• **Required work**
Looking at each line of the data below, tally those that contain the word "methods" and give only the total.

• **Dataset**
PR #176, opened 2018-08-28
Refactor loop variables

JuliaGerasymenko:


lundibundi:
lib/mp.js
10:  for (name in iface) {
25:  for (name in iface) {

Easy search `ag 'for \(' .`
Harder: `ag 'for \((?!(let|const))' .`

(ag - the silver searcher may be replaced with `grep -n`)

lib/data.js
```diff
@@ -122,10 +118,9 @@ const getByPath = (
 ) => {
   const path = dataPath.split('.');
   let obj = data;
-  let i, len, next, prop;
-  for (i = 0, len = path.length; i < len; i++) {
-    prop = path[i];
-    next = obj[prop];
+  for (let i = 0, len = path.length; i < len; i++) {
```
lundibundi: (No need to change this, just a topic to discuss)
I don't this that we should cache the length where we don't mutate the array either, though no strong opinion / not enough info on the impact.

/cc @aqrln

JuliaGerasymenko: Did you mean to do that one?

let i, len;
for (i = 0, len = path.length; i < len; i++) {
  const prop = path[i];
  const next = obj[prop];

JuliaGerasymenko:
About lib/mp.js. Sorry I forgot to save

lib/data.js
tshemsedinov: I'd prefer
```js
const len = path.length;
for (let i = 0; i < len; i++) {
```

lundibundi: No, I meant to just use
`for (let i = 0; i < path.length; i++) {`

My comment was a discussion topic, not a change request/suggestion, hence this comment '(No need to change this, just a topic to discuss)'.

aqrln: @lundibundi @tshemsedinov both

```js
const len = path.length;
for (let i = 0; i < len; i++) {
```

and 

```js
for (let i = 0; i < path.length; i++) {
```

would be compiled to identical machine code due to loop-invariant code motion optimization.

If the compiler is unable to infer that `path.length` doesn't change for some reason, caching it manually won't help, because chances are the compiler won't be able to eliminate bounds check for the exact same reason, so `path[i]` will access `path.length` under the hood anyway. 

That said, `path.length` is basically one `mov` instruction in optimized code (thanks to V8's ICs/maps/hidden objects/whatever you call them), so it's rather a matter of code style than performance, one way or the other.

JuliaGerasymenko:
Landed in 9df8028

PR #180, opened 2018-08-31
Comments refactor

SemenchenkoVitaliy:
Refactor comments to achieve comments style consistency and fix grammar mistakes.
Also, I want to notice that `deprecate` and `alias` can not be called without function, although it is said that `fn` parameter is optional. Should I remove this comments or open new PR and fix this?

### DIFF
--- a/common.js
+++ b/common.js
@@ -6,14 +6,14 @@ const submodules = [
   'array', // Arrays manipulations
   'data', // Data structures manipulations
   'strings', // Strings utilities
-  'time', // Data and Time functions
+  'time', // Date and Time functions
   'fp', // Functional programming
   'oop', // Object-oriented programming
   'callbacks', // Callback utilities
   'events', // Events and emitter
   'units', // Units conversion
   'network', // Network utilities
-  'id', // Kyes and identifiers
+  'id', // Keys and identifiers
   'sort', // Sort compare functions
   'cache', // Cache (enhanced Map)
   'mp', // Metaprogramming
--- a/lib/callbacks.js
+++ b/lib/callbacks.js
@@ -50,7 +50,7 @@ const once = (
 
 const unsafeCallback = (
   // Extract callback function
-  // It's unsafe: may return null, allow multiple calls
+  // It's unsafe: may return null, allows multiple calls
   args // array, arguments
   // Returns: function, callback or null
   // Hint: previous name: `common.cbUnsafe` (deprecated)
@@ -62,7 +62,7 @@ const unsafeCallback = (
 };
 
 const safeCallback = (
-  // Extracts callback and return common.emptiness if no callback
+  // Extract callback and return common.emptiness if there is no callback
   args // array, arguments
   // Returns: function, wrapped callback
   // Hint: previous name: `cbExtract` (deprecated)
@@ -73,7 +73,7 @@ const safeCallback = (
 };
 
 const requiredCallback = (
-  // Extracts callback and throw if no callback
+  // Extract callback and throw TypeError if there is no callback
   args // array, arguments
   // Returns: function
 ) => {
@@ -83,11 +83,10 @@ const requiredCallback = (
 };
 
 const onceCallback = (
-  // Extracts callback and make it safe
+  // Extract callback and make it safe
   // Wrap collback with once()
-  // and return common.emptiness if no callback
   args // array, arguments
-  // Returns: function
+  // Returns: function, callback or common.emptiness if there is no callback
 ) => {
   const callback = last(args);
   if (typeof callback === 'function') return once(args.pop());
--- a/lib/callbacks.js
+++ b/lib/callbacks.js
@@ -62,9 +62,9 @@ const unsafeCallback = (
 };
 
 const safeCallback = (
-  // Extract callback and return common.emptiness if there is no callback
+  // Extract callback
   args // array, arguments
-  // Returns: function, wrapped callback
+  // Returns: function, wrapped callback or common.emptiness if there is no one
   // Hint: previous name: `cbExtract` (deprecated)
 ) => {
   const callback = last(args);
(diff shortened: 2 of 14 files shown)


common.js
```diff
@@ -6,19 +6,19 @@ const submodules = [
...
   'network', // Network utilities
-  'id', // Kyes and identifiers
+  'id', // Keys and identifiers
   'sort', // Sort compare functions
   'cache', // Cache (enhanced Map)
   'mp', // Metaprogramming
   'enum', // Enumerated type
   'iterator', // Iterator
-].map(path => './lib/' + path).map(require);
+].map(path => require('./lib/' + path));
```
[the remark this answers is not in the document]
SemenchenkoVitaliy: Sorry, I didn't switched to master before creating a new branch. Is it better to just remove this commit or rebase onto master and start new PR?

lib/callbacks.js
```diff
@@ -83,11 +83,10 @@ const requiredCallback = (
 };
 
 const onceCallback = (
-  // Extracts callback and make it safe
+  // Extract callback and make it safe
   // Wrap collback with once()
```
belochub: s/collback/callback

lib/callbacks.js
```diff
@@ -62,7 +62,7 @@ const unsafeCallback = (
 };
 
 const safeCallback = (
-  // Extracts callback and return common.emptiness if no callback
+  // Extract callback and return common.emptiness if there is no callback
```
belochub: Should we maybe move part after 'return` to the `'Returns:'` description below?

lib/callbacks.js
```diff
@@ -73,7 +73,7 @@ const safeCallback = (
 };
 
 const requiredCallback = (
-  // Extracts callback and throw if no callback
+  // Extract callback and throw TypeError if there is no callback
```
belochub: Same question as above.

lib/data.js
```diff
@@ -60,7 +60,8 @@ function cloneObject(obj) {
 }
 
 const duplicate = (
-  // Duplicate object or array (properly handles prototype and circular links)
+  // Duplicate object or array
+  // It properly handles prototype and circular links
```
belochub: I think using `it` here is ambiguous, I'd prefer not to change that comment.

lib/math.js
```diff
@@ -26,13 +26,13 @@ class CryptoRandomPrefetcher {
 const cryptoPrefetcher = (
   // Create prefetcher to use when crypto.randomBytes is required to generate
   // multiple same-size values. `bufSize` must be a multiple of `valueSize` for
-  // this to work.
+  // this to work
```
belochub: Why did you remove a period here and leave it on line 53 below?
Also, I think it makes sense to have a period at the end of all full sentences when a comment has more than one sentence in it.

lib/mp.js
```diff
@@ -1,9 +1,9 @@
 'use strict';
 
 const methods = (
-  // List method names
+  // Get list of method names
```
belochub: 'List' was a verb here, there's no need to change it.

lib/mp.js
```diff
@@ -16,7 +16,7 @@ const methods = (
 };
 
 const properties = (
-  // List property names
+  // Get list of property names
```
belochub: Same as above.

lib/strings.js
```diff
@@ -230,34 +231,37 @@ const arrayRegExp = (
 };
 
 const section = (
-  // Splits string by the first occurrence of separator
+  // Split string by the first occurrence of separator
   s, // string
   separator // string, or char
+  // Returns: array
```
belochub: Shouldn't it be 'array of strings' here?

lib/strings.js
```diff
@@ -230,34 +231,37 @@ const arrayRegExp = (
...
   if (i < 0) return [s, ''];
   return [s.slice(0, i), s.slice(i + separator.length)];
 };
 
 const rsection = (
-  // Splits string by the last occurrence of separator
+  // Split string by the last occurrence of separator
   s, // string
   separator // string, or char
+  // Returns: array
```
belochub: Same question as above.

lib/strings.js
```diff
@@ -230,34 +231,37 @@ const arrayRegExp = (
...
 };
 
 const split = (
-  // Splits string by multiple occurrence of separator
+  // Split string by multiple occurrence of separator
   s, // string
   separator = ',', // string (optional), default: ','
-  limit = -1 // number (optional), // max length of result array
+  limit = -1 // number (optional), max length of result array
+  // Returns: array
```
belochub: Same as above.

lib/strings.js
```diff
@@ -267,10 +271,11 @@ const split = (
 );
 
 const rsplit = (
-  // Splits string by multiple occurrence of separator
+  // Split string by multiple occurrences of separator
   s, // string
   separator = ',', // string (optional), default: ','
-  limit = -1 // number (optional), // max length of result array
+  limit = -1 // number (optional), max length of result array
+  // Returns: array
```
belochub: Ditto.

lib/units.js
```diff
@@ -81,7 +81,7 @@ const UNIT_SIZES = {
 };
 
 const sizeToBytes = (
-  // Convert string with units to int
+  // Convert string with file size to int
```
belochub: This is not necessarily a file size.

belochub: Also, s/int/integer, to be consistent with other places where you've changed it.

lib/units.js
```diff
@@ -57,7 +57,7 @@ const SIZE_UNITS = [
 ];
 
 const bytesToSize = (
-  // Convert int to string size Kb, Mb, Gb and Tb
+  // Convert int to string, representing file size in Kb, Mb, Gb and Tb
```
belochub: Same remarks as for the `sizeToBytes` function apply here.

belochub: Also, there should probably be a comma after 'Gb'.

tshemsedinov:
Landed in e75d985

PR #186, opened 2018-09-08
Fix Iterator.some with thisArg test

lundibundi:
It used every function instead of some.

### DIFF
--- a/test/iterator.js
+++ b/test/iterator.js
@@ -283,13 +283,13 @@ metatests.test('Iterator.some that must return false', test => {
 
 metatests.test('Iterator.some with thisArg', test => {
   const obj = {
-    max: 0,
+    max: 2,
     predicate(value) {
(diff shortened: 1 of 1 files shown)


test/iterator.js
```diff
@@ -289,7 +289,7 @@ metatests.test('Iterator.some with thisArg', test => {
     },
   };
 
-  test.assertNot(iter(array).every(obj.predicate, obj));
+  test.assertNot(iter(array).some(obj.predicate, obj));
```
belochub: What do you think about setting the `max` value to `2` so that test would fail with `every` and pass only with `some`?

lundibundi: Ok.

belochub:
Landed in https://github.com/metarhia/common/commit/6289b26adab293eaf8695be227668f2597a3807b.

• **Result of this exercise**
2